Realising value from M&A, alliances and collaborations
In today's economic climate, it is more challenging than ever for pharmaceutical and biotech companies to deliver on shareholder value. The loss of patent protections and shortfall in pipeline to replace the lost sales, combined with the general decline in return on research & development and sales and marketing, has left companies searching for alternative methods of delivering maximum returns to shareholders.
Many are looking to transactions such as mergers & acquisitions, divestitures, and licensing/collaborations to enhance value during these challenging times.
Recent transaction activity in the industry includes:
Acquisitions in emerging markets to diversify away from the US markets and into growth countries.
Acquisition of specialty pharmaceutical companies to move away from the blockbuster drug model.
Acquisition of generic companies to diversify away from the branded/ethical market and generally align better with the changing political climate in the US.
Divestiture of non-core businesses/products. Now more than ever, companies are re-shuffling their portfolios to raise cash and better align their strategic direction. Given that the cash generated from these divestitures is often ploughed back into acquisitions or to fund additional research projects, it is increasingly critical to maximise the value of the proceeds.
Maximising intellectual property companies are now licensing out non-core or secondary technology or intellectual property in an effort to fund priority programmes.
In-licensing/collaborations in an effort to find their next product success, many companies are seeking the right partner to collaborate with.
With more companies focused on transactions, however, the deal environment has become more complicated. Companies are often competing for assets, and must find ways to win by extracting the maximum value from the transaction. They must therefore address several critical success factors, including:
Understanding the target’s strategy, commercial focus and competitive position
Choosing the appropriate deal structure
Understanding the underlying sales and earnings quality
Ensuring cultural compatibility
Understanding potential exposure from the target’s commitments and contingencies — up front, prior to doing the deal
Understanding the comparability of the acquirer’s financial statements (e.g. US GAAP vs. IFRS vs. local books)
Evaluating the risk of aggressive practices and/or compliance failures
Properly assessing and valuing potential synergies
Ensuring a robust post-deal implementation plan is in place
Efficiently managing tax risks and optimising net cash flows (e.g., minimising the adverse impact on the effective tax rate)
How PwC's consultants can help you
PwC is well positioned to assist you with all of your transaction needs. We have a strong track record of working with clients across all segments of the pharmaceutical and life sciences industry. Our specialists offer a full range of services, from inception to post-deal integration. And our global network, in combination with our deep industry knowledge, enables us to be constantly in touch with the markets and to spot opportunities and assemble teams to execute a deal as the need arises.

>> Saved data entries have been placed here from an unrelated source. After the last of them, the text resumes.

PR #1645, opened 2026-07-27
Fix live-check admin server (and /stop) shutting down 60s after startup

### LINKED ISSUE #1644: `registry live-check`: admin `/stop` endpoint dies ~60s after startup; with continuous OTLP the process hangs and never writes a report
**Describe the bug**
The live-check admin HTTP server (serving `/health` and `/stop`) is shut down roughly **60 seconds after weaver starts**, regardless of activity. After that:

- `POST /stop` gets no response (connection failure) and can no longer stop the live-check.
- If OTLP data is still arriving — so the `--inactivity-timeout` never fires — the ingestion loop never terminates, **no report is ever produced, and the process hangs indefinitely.**

**To Reproduce**

Any registry works; below uses a minimal one. Requires Docker.

```bash
# 1. minimal registry
mkdir reg && cat > reg/manifest.yaml <<'YAML'
name: minimal
schema_url: https://example.com/schemas/0.1.0
YAML
cat > reg/groups.yaml <<'YAML'
groups:
  - id: registry.demo
    type: attribute_group
    brief: demo
    attributes:
      - id: demo.attr
        type: string
        brief: demo
        stability: development
        examples: ["x"]
YAML

# 2. start live-check (file output; long inactivity timeout)
docker run -d --name wv --network host -v "$PWD/reg":/reg:ro -w /reg \
  otel/weaver:v0.25.0 registry live-check --registry /reg \
  --inactivity-timeout 300 --admin-port 4320 \
  --otlp-grpc-address 0.0.0.0 --otlp-grpc-port 4317 --output /tmp/out

# 3. stream OTLP continuously (so inactivity never fires)
docker run -d --name tg --network host \
  ghcr.io/open-telemetry/opentelemetry-collector-contrib/telemetrygen:latest \
  traces --otlp-endpoint localhost:4317 --otlp-insecure --duration 200s --rate 50

# 4. wait past 60s, then POST /stop while data is still flowing
sleep 90
curl -v -X POST http://localhost:4320/stop        # -> connection failure, no response
docker inspect -f '{{.State.Running}}' wv          # -> true (still running)
docker logs wv | grep graceful                     # -> "graceful shutdown did not complete within 60s"
# weaver never exits and /tmp/out/*.json is never written
```

Contrast: `POST /stop` **within** the first 60s (or with telemetry that stops, so the inactivity timeout eventually fires) works and produces a report.

**Expected behavior**
- **Expected:** `/stop` responds and stops the live-check at any point during the session; the 60s bound applies only to the graceful-shutdown drain (or per request), not the admin server's whole lifetime.
- **Actual:** the admin server (and `/stop`) is gone ~60s after startup; a later `/stop` cannot stop the run, and under continuous OTLP the process hangs forever with no report.

**Additional context**
`otel/weaver:v0.25.0` (digest `sha256:bef6000b4a4be46f81242f9ee785e0ebf0604606c15f92cb54a59893a741ec0c`).

NimrodAvni78:
Fixes #1644 

`registry live-check`'s admin HTTP server (serving `/health` and `/stop`) is torn
down roughly **60 seconds after startup**, regardless of activity. After that,
`POST /stop` gets no response and can no longer stop the live-check. If OTLP data
is still arriving — so `--inactivity-timeout` never fires — the ingestion loop
never terminates, no report is ever written, and the process hangs indefinitely.

This is a regression introduced in #1632: bounding the *whole* admin server in a
60s timeout means any live-check session longer than a minute (instrument an app,
exercise it, then `/stop`) can't be stopped via `/stop`.

## Root cause

In `spawn_http_admin_handler`, the entire server future was wrapped in the request
timeout:

```rust
let result = tokio::time::timeout(ADMIN_REQUEST_TIMEOUT, async {
    axum::serve(listener, app)
        .with_graceful_shutdown(async { let _ = admin_shutdown_rx.await; })
        .await
})
.await;
```

`tokio::time::timeout(60s, serve_future)` bounds the *accept* phase, not just the
graceful-shutdown drain — so the server (and `/stop`) is dropped 60s after it
starts. The intent (per the `ADMIN_REQUEST_TIMEOUT` doc comment — "how long the
admin server's graceful shutdown gets to finish delivering it") was to bound only
the drain.

### DIFF
--- a/src/registry/otlp/mod.rs
+++ b/src/registry/otlp/mod.rs
@@ -525,20 +525,32 @@ async fn spawn_http_admin_handler(
                 .with_state(state);
 
             let _ = tasks.spawn(async move {
-                // Bounded so a stalled client can't hang the CLI forever.
-                let result = tokio::time::timeout(ADMIN_REQUEST_TIMEOUT, async {
-                    axum::serve(listener, app)
-                        .with_graceful_shutdown(async {
-                            let _ = admin_shutdown_rx.await;
-                        })
-                        .await
-                })
-                .await;
+                // ADMIN_REQUEST_TIMEOUT bounds only the graceful-shutdown drain
+                // (after the stop signal), not the server's whole lifetime.
+                // Wrapping the entire `serve` in the timeout would tear the admin
+                // server (and `/stop`) down that long after startup, so a `/stop`
+                // sent later in a long-running live-check could never stop it.
+                let (drain_started_tx, drain_started_rx) = oneshot::channel();
+                let serve = axum::serve(listener, app).with_graceful_shutdown(async move {
+                    let _ = admin_shutdown_rx.await;
+                    let _ = drain_started_tx.send(());
+                });
 
-                match result {
-                    Ok(Ok(())) => {}
-                    Ok(Err(e)) => warn!("Admin HTTP server error: {e}"),
-                    Err(_) => warn!(
+                let drain_deadline = async {
+                    if drain_started_rx.await.is_ok() {
+                        sleep(ADMIN_REQUEST_TIMEOUT).await;
+                    } else {
+                        std::future::pending::<()>().await;
+                    }
+                };
+
+                tokio::select! {
+                    result = serve => {
+                        if let Err(e) = result {
+                            warn!("Admin HTTP server error: {e}");
+                        }
+                    }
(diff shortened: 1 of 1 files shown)


jerbly (approved):
Oof! Thanks.

PR #1646, opened 2026-07-27
Failing tests: dependency provenance and mandatory schema_url

jerbly:
Three intentionally-red tests in `weaver_resolver` pinning down expected behavior. Each fails until the corresponding fix lands — the CI failure on this PR is intentional.

### 1. Imported attributes must keep their origin provenance

`main` imports a metric from `base` and one from `middle`; both use `host.id`, which is defined only in `base` (a dependency of `middle`). Middle's re-export is stamped with middle's schema_url instead of base's, so resolution fails with `AmbiguousReference`. Fixture: `crates/weaver_resolver/data/correct-provenance/`.

```
cargo test -p weaver_resolver test_imported_attribute_keeps_origin_provenance
```

### 2. Upgraded groups must carry the winning version's definition and provenance

The `compatible-version-conflict` fixture resolves C v1.1 vs v1.2 in favour of v1.2 for the attribute catalog, but `metric.c.metric.1` keeps v1.1's body and provenance — the resolved schema is internally inconsistent.

```
cargo test -p weaver_resolver test_upgraded_group_keeps_winning_version_provenance
```

### 3. `schema_url` is mandatory for dependencies

A dependency declared with only `name` + `registry_path` currently gets a synthesized schema URL with version `unknown` and resolves silently. It must instead fail with a useful error naming the offending dependency. Fixture: `crates/weaver_resolver/data/mandatory-schema-url/`.

```
cargo test -p weaver_resolver test_dependency_without_schema_url_is_rejected
```

### DIFF
--- a/crates/weaver_resolver/data/correct-provenance/base/manifest.yaml
+++ b/crates/weaver_resolver/data/correct-provenance/base/manifest.yaml
@@ -1,0 +1,3 @@
+name: base
+description: Registry defining the `host.id` attribute and a metric that uses it.
+schema_url: https://example.com/base/1.0.0
--- a/crates/weaver_resolver/data/correct-provenance/base/semconv.yaml
+++ b/crates/weaver_resolver/data/correct-provenance/base/semconv.yaml
@@ -1,0 +1,15 @@
+file_format: definition/2
+attributes:
+  - key: host.id
+    type: string
+    stability: stable
+    brief: Unique host ID.
+    examples: ["abc123"]
+metrics:
+  - name: base.uptime
+    brief: Uptime metric defined in base.
+    instrument: gauge
+    unit: "s"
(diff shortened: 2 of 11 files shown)


jsuereth:
>  Middle's re-export is stamped with middle's schema_url instead of base's, so resolution fails with

This is a bug - I assume this happened from a previous release before we had better multi-dependency resolution?

jsuereth:
100% agree 2 + 3 are our bugs that must be fixed.

For 1 - it's an interesting, temporary, problem.  Fixing the `include_unrefereenced` flag to remember provenance *should* fix this issue once published repositories upstream are fixed.  If we have a fix - I think it should be a temporary issue.

jerbly:
Fixes in 0.25.1 release

PR #1649, opened 2026-07-28
Fix imported attributes losing their origin registry provenance

jerbly:
Fixes case 1 of #1646 (`test_imported_attribute_keeps_origin_provenance`, included here with its fixture).

## Problem

With a dependency chain `main -> middle -> base`, where `middle` defines a metric referencing an attribute defined only in `base`, resolving `main` (which imports one metric from each dependency) fails:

Our capabilities are built around cross-functional teams with deep industry experience organised to deliver the full spectrum of integrated deal services. We can offer you experienced deal structuring and financing advice at all points throughout the deal cycle and, in addition to our transaction specialists, our tax, corporate finance and legal professionals can support you in all aspects of your transaction, working as a deals team. Our deep experience, strong international network and commercial focus allow us to add real financial value to transactions.
Our professionals are able to help with not only the accounting and tax considerations that deals create, but with a wide range of planning and integration concerns related to operational, systems and regulatory issues.
PwC offers a wide array of industry-focused services that address the challenges facing pharmaceutical and healthcare products companies, including:
Finding the best targets, and analysing their strengths and weaknesses.
Developing the best deal structures.
Identifying synergies and potential opportunities for improvement.
Negotiating the best terms.
Accessing the capital markets and other sources of finance.
Managing the post-deal integration process – particularly the first 100 days, when it is essential to stabilise the new acquisition and stop any “value leakages”.
Carving out non-core assets and selling them for as much as possible.
Minimising tax costs and ensuring tax-efficient deal structuring (both during and post-deal).
Implementing processes to realise improvements in long-term performance.